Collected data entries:
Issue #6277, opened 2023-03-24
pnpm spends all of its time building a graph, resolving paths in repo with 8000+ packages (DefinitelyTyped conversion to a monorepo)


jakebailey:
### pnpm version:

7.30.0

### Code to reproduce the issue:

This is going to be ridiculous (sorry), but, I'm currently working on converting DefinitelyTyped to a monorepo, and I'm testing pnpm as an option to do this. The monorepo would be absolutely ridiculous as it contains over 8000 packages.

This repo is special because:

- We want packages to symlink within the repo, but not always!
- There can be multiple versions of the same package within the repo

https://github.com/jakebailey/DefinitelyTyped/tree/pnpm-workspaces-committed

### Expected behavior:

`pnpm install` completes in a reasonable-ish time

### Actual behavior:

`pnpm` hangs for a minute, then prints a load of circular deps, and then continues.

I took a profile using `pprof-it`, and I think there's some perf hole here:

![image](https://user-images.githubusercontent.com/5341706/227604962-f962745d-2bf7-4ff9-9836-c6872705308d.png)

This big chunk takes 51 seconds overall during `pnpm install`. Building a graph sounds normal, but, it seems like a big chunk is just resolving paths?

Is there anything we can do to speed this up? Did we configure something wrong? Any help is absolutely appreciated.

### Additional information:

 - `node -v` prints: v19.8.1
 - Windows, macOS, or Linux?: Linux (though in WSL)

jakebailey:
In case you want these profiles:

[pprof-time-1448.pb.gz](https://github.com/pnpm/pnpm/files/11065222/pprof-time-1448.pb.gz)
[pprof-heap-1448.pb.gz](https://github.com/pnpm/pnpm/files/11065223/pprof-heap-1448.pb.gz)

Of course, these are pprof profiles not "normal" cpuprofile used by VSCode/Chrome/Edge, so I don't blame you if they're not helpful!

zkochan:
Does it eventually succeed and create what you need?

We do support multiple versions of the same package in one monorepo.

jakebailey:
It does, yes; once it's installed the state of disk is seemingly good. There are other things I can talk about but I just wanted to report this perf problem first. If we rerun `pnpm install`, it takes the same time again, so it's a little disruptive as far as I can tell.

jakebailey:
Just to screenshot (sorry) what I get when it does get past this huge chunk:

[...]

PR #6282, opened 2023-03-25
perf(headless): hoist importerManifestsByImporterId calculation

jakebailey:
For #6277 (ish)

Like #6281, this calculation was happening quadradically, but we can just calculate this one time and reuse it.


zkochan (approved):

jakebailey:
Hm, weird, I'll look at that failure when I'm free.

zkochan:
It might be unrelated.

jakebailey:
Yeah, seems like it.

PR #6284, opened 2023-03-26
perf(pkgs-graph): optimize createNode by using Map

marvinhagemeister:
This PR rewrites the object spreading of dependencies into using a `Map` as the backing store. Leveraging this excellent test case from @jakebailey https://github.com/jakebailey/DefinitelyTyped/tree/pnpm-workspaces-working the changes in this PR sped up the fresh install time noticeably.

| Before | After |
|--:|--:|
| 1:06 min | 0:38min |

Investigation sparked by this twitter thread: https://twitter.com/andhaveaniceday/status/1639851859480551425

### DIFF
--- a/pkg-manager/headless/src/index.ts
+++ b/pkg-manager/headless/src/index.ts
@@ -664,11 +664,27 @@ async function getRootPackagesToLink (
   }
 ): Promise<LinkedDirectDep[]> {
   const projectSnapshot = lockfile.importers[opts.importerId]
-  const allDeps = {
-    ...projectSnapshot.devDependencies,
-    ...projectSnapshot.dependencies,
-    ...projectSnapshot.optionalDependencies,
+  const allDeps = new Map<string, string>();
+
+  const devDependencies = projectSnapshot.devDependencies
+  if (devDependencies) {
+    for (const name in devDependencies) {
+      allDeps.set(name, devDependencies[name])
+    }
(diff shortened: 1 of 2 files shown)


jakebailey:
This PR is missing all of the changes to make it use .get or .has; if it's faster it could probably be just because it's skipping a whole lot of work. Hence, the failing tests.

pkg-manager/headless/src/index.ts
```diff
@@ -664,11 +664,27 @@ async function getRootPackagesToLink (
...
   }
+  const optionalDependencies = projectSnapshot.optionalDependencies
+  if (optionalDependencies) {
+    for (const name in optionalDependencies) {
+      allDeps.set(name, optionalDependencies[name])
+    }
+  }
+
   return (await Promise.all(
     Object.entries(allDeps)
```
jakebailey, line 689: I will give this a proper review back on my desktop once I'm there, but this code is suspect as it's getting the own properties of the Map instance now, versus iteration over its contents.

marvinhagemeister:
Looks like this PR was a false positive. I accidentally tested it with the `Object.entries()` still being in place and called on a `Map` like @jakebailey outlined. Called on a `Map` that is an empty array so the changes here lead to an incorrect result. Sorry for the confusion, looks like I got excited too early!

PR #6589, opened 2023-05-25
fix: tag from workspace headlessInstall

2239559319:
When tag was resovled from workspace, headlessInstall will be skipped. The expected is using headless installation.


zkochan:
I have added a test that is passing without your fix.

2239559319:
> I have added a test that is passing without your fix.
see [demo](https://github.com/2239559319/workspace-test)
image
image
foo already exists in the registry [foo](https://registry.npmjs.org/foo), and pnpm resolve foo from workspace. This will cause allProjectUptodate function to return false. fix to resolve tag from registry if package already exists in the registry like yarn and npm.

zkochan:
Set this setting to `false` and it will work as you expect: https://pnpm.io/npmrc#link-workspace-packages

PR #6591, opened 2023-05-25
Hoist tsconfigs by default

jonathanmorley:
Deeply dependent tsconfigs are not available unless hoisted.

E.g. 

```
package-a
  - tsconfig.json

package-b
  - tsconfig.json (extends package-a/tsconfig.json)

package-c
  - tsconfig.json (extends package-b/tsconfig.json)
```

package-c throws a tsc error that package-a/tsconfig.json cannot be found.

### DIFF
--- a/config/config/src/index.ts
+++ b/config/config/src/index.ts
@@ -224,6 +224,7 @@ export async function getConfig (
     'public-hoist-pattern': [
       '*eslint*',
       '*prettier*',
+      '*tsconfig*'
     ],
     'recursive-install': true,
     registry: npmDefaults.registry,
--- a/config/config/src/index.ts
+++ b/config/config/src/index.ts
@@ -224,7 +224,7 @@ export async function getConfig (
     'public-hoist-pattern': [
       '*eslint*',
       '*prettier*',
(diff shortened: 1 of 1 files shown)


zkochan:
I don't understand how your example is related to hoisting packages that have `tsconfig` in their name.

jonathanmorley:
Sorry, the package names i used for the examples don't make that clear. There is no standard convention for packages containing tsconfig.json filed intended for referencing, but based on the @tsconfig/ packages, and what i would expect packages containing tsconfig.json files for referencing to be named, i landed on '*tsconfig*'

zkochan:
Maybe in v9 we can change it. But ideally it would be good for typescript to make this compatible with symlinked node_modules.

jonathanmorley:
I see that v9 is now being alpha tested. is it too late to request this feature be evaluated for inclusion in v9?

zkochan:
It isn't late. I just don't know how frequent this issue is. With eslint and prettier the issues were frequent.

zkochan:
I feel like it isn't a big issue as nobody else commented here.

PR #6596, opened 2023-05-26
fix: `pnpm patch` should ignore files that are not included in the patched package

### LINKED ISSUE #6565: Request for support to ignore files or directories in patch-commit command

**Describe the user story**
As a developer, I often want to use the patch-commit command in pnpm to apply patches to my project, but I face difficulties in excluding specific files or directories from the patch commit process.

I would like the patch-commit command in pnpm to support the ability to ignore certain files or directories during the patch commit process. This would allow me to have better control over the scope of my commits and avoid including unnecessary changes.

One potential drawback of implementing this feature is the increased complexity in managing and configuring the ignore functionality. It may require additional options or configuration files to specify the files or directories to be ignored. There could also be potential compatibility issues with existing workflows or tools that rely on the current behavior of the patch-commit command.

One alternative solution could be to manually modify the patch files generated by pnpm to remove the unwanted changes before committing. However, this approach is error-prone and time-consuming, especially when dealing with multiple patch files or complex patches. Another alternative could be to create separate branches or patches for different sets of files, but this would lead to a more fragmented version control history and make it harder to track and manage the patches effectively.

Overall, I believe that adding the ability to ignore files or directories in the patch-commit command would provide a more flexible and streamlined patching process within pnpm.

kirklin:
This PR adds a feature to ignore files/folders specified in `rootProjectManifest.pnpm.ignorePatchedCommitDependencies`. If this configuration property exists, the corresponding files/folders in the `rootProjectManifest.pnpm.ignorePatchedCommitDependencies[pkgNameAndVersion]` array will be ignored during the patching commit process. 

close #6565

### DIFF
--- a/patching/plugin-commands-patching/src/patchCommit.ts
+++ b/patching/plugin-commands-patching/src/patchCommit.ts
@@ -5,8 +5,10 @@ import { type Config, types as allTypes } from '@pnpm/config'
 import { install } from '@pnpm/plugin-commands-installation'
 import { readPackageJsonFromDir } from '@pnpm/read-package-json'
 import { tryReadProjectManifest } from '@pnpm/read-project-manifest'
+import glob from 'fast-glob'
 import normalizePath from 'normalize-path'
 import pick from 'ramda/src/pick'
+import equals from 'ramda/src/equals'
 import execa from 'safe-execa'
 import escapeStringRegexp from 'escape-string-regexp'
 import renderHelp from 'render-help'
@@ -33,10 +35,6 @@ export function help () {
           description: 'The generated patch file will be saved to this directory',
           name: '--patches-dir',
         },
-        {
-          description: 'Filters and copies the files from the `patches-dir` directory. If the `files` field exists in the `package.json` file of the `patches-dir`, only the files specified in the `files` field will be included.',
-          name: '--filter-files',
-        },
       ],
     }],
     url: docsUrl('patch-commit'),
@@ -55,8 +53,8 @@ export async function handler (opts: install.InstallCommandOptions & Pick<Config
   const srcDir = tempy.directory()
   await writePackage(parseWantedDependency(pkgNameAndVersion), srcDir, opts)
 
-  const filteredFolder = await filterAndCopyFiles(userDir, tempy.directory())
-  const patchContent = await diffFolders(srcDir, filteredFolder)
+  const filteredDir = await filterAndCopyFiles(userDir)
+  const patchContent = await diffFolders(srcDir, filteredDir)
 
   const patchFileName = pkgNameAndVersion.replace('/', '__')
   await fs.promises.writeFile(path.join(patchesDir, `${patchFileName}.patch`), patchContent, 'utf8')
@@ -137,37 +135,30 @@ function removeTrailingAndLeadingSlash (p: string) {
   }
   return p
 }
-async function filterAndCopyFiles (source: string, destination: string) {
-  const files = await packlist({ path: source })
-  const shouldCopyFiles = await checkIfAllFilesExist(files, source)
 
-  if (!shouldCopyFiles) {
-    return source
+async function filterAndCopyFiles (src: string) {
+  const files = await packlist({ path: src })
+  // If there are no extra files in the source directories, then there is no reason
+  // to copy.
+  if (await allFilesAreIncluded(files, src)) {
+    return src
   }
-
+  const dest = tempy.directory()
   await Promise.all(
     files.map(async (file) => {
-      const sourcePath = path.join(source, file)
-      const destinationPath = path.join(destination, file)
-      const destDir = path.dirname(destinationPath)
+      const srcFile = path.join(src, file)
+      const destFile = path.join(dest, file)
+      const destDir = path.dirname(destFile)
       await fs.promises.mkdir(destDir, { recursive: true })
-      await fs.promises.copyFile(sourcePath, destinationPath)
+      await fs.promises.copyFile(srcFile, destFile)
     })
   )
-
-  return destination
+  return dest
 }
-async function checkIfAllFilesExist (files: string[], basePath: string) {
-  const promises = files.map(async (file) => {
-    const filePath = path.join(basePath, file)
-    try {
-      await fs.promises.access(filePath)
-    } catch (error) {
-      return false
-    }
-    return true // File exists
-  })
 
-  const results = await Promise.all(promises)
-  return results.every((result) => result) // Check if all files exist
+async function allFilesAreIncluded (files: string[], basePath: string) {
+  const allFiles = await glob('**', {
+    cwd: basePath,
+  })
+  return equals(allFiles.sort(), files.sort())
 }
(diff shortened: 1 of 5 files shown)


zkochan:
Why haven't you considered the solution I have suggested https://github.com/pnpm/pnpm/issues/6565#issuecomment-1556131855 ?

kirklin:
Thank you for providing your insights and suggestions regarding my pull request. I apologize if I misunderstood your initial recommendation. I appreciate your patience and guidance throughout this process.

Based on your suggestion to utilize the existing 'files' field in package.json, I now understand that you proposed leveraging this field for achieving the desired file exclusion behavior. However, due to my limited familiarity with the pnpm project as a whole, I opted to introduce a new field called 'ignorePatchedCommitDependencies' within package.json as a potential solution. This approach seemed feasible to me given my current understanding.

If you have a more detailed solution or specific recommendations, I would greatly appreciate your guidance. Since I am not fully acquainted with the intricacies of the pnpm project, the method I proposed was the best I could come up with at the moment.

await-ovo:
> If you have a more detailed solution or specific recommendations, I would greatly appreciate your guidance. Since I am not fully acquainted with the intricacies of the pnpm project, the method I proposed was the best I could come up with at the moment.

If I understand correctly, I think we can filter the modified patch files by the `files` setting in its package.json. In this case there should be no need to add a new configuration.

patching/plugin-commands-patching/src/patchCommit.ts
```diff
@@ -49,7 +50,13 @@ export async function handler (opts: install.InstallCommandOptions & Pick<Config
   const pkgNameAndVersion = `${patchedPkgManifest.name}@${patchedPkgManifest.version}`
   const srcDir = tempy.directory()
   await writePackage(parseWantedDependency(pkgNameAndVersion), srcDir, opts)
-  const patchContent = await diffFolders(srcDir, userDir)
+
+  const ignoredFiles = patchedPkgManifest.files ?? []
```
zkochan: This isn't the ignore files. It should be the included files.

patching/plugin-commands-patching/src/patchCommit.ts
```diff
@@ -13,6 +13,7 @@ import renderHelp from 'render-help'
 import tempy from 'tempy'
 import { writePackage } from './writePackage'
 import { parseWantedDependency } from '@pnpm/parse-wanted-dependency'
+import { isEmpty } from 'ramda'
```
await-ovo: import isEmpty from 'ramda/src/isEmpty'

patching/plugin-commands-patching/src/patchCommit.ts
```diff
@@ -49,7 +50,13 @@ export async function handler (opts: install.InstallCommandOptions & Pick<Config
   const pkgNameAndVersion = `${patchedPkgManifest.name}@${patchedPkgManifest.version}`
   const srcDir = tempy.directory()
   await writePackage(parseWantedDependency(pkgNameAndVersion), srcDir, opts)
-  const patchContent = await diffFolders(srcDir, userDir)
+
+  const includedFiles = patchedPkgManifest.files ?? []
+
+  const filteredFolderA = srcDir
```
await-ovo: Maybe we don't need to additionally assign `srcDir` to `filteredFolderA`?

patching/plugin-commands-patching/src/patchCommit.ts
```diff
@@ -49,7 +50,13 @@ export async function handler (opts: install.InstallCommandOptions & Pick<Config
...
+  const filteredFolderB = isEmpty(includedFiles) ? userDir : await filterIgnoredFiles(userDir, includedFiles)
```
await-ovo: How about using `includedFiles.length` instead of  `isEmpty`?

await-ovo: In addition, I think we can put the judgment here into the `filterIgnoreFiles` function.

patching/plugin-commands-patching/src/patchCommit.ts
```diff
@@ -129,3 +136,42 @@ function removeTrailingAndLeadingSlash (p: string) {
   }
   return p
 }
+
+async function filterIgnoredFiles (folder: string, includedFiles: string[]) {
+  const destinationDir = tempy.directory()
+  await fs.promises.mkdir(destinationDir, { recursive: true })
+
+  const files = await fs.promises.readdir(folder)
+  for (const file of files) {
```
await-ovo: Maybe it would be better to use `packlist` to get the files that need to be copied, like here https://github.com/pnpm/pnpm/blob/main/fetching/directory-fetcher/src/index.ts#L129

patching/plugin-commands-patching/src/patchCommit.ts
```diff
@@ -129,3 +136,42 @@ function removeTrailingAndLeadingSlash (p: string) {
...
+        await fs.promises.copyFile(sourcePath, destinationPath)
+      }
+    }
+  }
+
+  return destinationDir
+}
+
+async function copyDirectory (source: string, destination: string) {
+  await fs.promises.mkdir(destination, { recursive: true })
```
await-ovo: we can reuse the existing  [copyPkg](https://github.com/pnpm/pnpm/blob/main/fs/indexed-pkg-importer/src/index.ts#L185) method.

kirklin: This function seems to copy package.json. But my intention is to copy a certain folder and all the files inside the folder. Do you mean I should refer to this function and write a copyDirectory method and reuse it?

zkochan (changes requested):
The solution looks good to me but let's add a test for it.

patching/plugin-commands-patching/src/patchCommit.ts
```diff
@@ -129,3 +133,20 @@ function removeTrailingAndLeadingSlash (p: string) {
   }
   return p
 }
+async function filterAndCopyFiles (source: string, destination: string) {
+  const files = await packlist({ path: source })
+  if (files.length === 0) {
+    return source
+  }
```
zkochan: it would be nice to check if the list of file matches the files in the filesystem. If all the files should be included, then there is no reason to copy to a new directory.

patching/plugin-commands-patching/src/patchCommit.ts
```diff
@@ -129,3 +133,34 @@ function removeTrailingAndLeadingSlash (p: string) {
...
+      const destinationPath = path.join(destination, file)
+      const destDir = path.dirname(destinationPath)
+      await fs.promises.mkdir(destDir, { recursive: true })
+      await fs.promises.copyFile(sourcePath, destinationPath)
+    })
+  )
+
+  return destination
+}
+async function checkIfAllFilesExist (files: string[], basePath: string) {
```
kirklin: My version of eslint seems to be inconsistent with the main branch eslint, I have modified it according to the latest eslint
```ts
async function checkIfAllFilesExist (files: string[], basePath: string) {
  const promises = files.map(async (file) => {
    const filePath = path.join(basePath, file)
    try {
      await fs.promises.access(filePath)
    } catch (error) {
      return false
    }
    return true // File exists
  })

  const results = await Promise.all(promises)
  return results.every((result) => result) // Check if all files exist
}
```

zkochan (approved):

**What to produce**
Go through the records. Copy each line where "moment" appears.

**Answer to this exercise**
If you have a more detailed solution or specific recommendations, I would greatly appreciate your guidance. Since I am not fully acquainted with the intricacies of the pnpm project, the method I proposed was the best I could come up with at the moment.
> If you have a more detailed solution or specific recommendations, I would greatly appreciate your guidance. Since I am not fully acquainted with the intricacies of the pnpm project, the method I proposed was the best I could come up with at the moment.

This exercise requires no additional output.